*** PROVIDED DATA ***

PR #1445, opened 2023-08-21
benchmark result API: add run link back

austin3dickey:
This PR adds the run link back to the benchmark result API.


alistaire47 (approved):

boshek (approved):
Thanks!

PR #1447, opened 2023-08-22
devprod: reorganize run code

austin3dickey:
After removing the Run table, this PR moves all the code from `entities/run.py` into `api/run.py` and `entities/results.py`. I think this is much easier for devs to reason about.

There are no code changes in this PR. Just moving things around.


alistaire47 (approved):
Makes sense, thanks!

PR #1448, opened 2023-08-23
api/results: document run_reason arg

austin3dickey:
This PR documents the api/results `run_reason` arg we forgot to document earlier.


alistaire47 (approved):
Lovely, thank you!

*** End of PROVIDED DATA ***

# TASK GOAL
Nothing but the lines from the start of the data through the line holding "devprod: reorganize run code" should be restated, and each one exactly.

# EXERCISE OUTPUT
PR #1445, opened 2023-08-21
benchmark result API: add run link back

austin3dickey:
This PR adds the run link back to the benchmark result API.


alistaire47 (approved):

boshek (approved):
Thanks!

PR #1447, opened 2023-08-22
devprod: reorganize run code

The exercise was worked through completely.